▶ _Dataset entries_:
....

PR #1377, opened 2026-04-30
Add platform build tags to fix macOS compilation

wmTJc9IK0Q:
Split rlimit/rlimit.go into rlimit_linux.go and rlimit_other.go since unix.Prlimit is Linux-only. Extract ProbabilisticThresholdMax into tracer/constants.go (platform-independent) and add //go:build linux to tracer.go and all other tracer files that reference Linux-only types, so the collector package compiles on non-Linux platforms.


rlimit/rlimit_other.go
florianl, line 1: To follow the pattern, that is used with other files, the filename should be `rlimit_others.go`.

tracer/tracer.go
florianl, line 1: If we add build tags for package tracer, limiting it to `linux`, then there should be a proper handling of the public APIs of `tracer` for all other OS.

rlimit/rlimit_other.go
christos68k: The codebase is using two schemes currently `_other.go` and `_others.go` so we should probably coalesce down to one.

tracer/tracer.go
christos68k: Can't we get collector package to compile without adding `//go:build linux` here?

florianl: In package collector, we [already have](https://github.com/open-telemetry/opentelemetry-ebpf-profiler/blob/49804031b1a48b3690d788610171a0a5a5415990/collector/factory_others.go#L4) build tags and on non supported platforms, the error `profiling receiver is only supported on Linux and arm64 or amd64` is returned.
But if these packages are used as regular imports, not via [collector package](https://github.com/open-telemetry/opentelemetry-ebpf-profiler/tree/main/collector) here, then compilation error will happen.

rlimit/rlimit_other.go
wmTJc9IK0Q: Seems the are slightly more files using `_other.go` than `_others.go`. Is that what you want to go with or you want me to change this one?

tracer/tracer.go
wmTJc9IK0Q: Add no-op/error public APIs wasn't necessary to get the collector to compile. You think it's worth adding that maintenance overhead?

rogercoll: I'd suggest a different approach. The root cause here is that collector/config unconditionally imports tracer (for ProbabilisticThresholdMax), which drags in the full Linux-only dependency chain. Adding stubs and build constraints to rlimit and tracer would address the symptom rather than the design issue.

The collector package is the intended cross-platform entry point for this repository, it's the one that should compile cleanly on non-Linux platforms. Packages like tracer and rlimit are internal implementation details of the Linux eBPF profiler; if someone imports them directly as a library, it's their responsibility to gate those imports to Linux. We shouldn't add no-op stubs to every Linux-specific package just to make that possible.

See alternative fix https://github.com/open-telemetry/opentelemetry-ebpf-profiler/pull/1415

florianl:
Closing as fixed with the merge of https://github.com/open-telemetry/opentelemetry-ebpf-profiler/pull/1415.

....

▶ _Assignment_:
Please output the complete set of records above without any alteration.

▶ _Problem solution_:
PR #1377, opened 2026-04-30
Add platform build tags to fix macOS compilation

wmTJc9IK0Q:
Split rlimit/rlimit.go into rlimit_linux.go and rlimit_other.go since unix.Prlimit is Linux-only. Extract ProbabilisticThresholdMax into tracer/constants.go (platform-independent) and add //go:build linux to tracer.go and all other tracer files that reference Linux-only types, so the collector package compiles on non-Linux platforms.


rlimit/rlimit_other.go
florianl, line 1: To follow the pattern, that is used with other files, the filename should be `rlimit_others.go`.

tracer/tracer.go
florianl, line 1: If we add build tags for package tracer, limiting it to `linux`, then there should be a proper handling of the public APIs of `tracer` for all other OS.

rlimit/rlimit_other.go
christos68k: The codebase is using two schemes currently `_other.go` and `_others.go` so we should probably coalesce down to one.

tracer/tracer.go
christos68k: Can't we get collector package to compile without adding `//go:build linux` here?

florianl: In package collector, we [already have](https://github.com/open-telemetry/opentelemetry-ebpf-profiler/blob/49804031b1a48b3690d788610171a0a5a5415990/collector/factory_others.go#L4) build tags and on non supported platforms, the error `profiling receiver is only supported on Linux and arm64 or amd64` is returned.
But if these packages are used as regular imports, not via [collector package](https://github.com/open-telemetry/opentelemetry-ebpf-profiler/tree/main/collector) here, then compilation error will happen.

rlimit/rlimit_other.go
wmTJc9IK0Q: Seems the are slightly more files using `_other.go` than `_others.go`. Is that what you want to go with or you want me to change this one?

tracer/tracer.go
wmTJc9IK0Q: Add no-op/error public APIs wasn't necessary to get the collector to compile. You think it's worth adding that maintenance overhead?

rogercoll: I'd suggest a different approach. The root cause here is that collector/config unconditionally imports tracer (for ProbabilisticThresholdMax), which drags in the full Linux-only dependency chain. Adding stubs and build constraints to rlimit and tracer would address the symptom rather than the design issue.

The collector package is the intended cross-platform entry point for this repository, it's the one that should compile cleanly on non-Linux platforms. Packages like tracer and rlimit are internal implementation details of the Linux eBPF profiler; if someone imports them directly as a library, it's their responsibility to gate those imports to Linux. We shouldn't add no-op stubs to every Linux-specific package just to make that possible.

See alternative fix https://github.com/open-telemetry/opentelemetry-ebpf-profiler/pull/1415

florianl:
Closing as fixed with the merge of https://github.com/open-telemetry/opentelemetry-ebpf-profiler/pull/1415.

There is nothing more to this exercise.